Look through the listing underneath for "context", and copy every line that has it.
BEGIN
PR #1733, opened 2023-05-10
feat: host-based scaffolded function runner

lkingland:
- :gift: host-based scaffolded function runner

/kind enhancement

### DIFF
--- a/pkg/functions/runner.go
+++ b/pkg/functions/runner.go
@@ -86,12 +86,14 @@ func runFunc(ctx context.Context, job *Job) (runFn func() error, err error) {
 		err = runnerNotImplemented{runtime}
 	case "node":
 		err = runnerNotImplemented{runtime}
+	case "typescript":
+		err = runnerNotImplemented{runtime}
 	case "rust":
 		err = runnerNotImplemented{runtime}
 	case "":
 		err = fmt.Errorf("runner requires the function have runtime set")
 	default:
-		err = fmt.Errorf("runner does not recognized the %q runtime", runtime)
+		err = fmt.Errorf("the %q runtime is not supported", runtime)
 	}
 	return
 }
@@ -101,7 +103,7 @@ type runnerNotImplemented struct {
 }
 
 func (e runnerNotImplemented) Error() string {
-	return fmt.Sprintf("the runtime %q is not supported by the host runner.  Try running containerized.", e.Runtime)
+	return fmt.Sprintf("the %q runtime may only be run containerized.", e.Runtime)
 }
 
 func runGo(ctx context.Context, job *Job) (err error) {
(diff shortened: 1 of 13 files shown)


pkg/functions/runner.go
```diff
@@ -0,0 +1,221 @@
...
+	// Wait for it to become available before returning the metadata.
+	err = waitFor(job, defaultRunTimeout)
+	return
+}
+
+// runFunc returns a function which will run the user's Function based on
+// the jobs runtime.
+func runFunc(ctx context.Context, job *Job) (runFn func() error, err error) {
+	runtime := job.Function.Runtime
+	switch runtime {
```
lance, line 80: Please add `"typescript"` as a case for this switch statement, returning `runnerNotImplemented`.

pkg/functions/runner.go
```diff
@@ -0,0 +1,221 @@
...
+	case "java":
+		err = runnerNotImplemented{runtime}
+	case "node":
+		err = runnerNotImplemented{runtime}
+	case "rust":
+		err = runnerNotImplemented{runtime}
+	case "":
+		err = fmt.Errorf("runner requires the function have runtime set")
+	default:
+		err = fmt.Errorf("runner does not recognized the %q runtime", runtime)
```
lance, line 94: Nit.
```suggestion
		err = fmt.Errorf("the %q runtime is not supported", runtime)
```

pkg/functions/runner.go
```diff
@@ -0,0 +1,221 @@
...
+	}
+	return
+}
+
+type runnerNotImplemented struct {
+	Runtime string
+}
+
+func (e runnerNotImplemented) Error() string {
+	return fmt.Sprintf("the runtime %q is not supported by the host runner.  Try running containerized.", e.Runtime)
```
lance, line 104:
```suggestion
	return fmt.Sprintf("the runtime %q may only be run containerized.", e.Runtime)
```
Not sure if this is the best wording. I'm just trying to follow convention that errors start with lowercase and do not contain final punctuation. That seems to imply only a single statement.

lance (commented):
Looks great! Just a few minor comments.

pkg/functions/runner.go
lance: This wording is not specific enough. My intent is to hide the internal runner resource.

lkingland: "runner does not recognized"  :wince:  thanks

pkg/functions/runner.go
lkingland: Yes, thank you very much.  Usually when writing these error messages my mind is mostly fully occupied by the logic in development and I tend to not spend enough time ensuring the wording is grammatically correct and informative.

lkingland:
Thanks for the review @lance.  Your improvements to the PR have been made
END
- SOLUTION
@@ -86,12 +86,14 @@ func runFunc(ctx context.Context, job *Job) (runFn func() error, err error) {
 func runGo(ctx context.Context, job *Job) (err error) {
+func runFunc(ctx context.Context, job *Job) (runFn func() error, err error) {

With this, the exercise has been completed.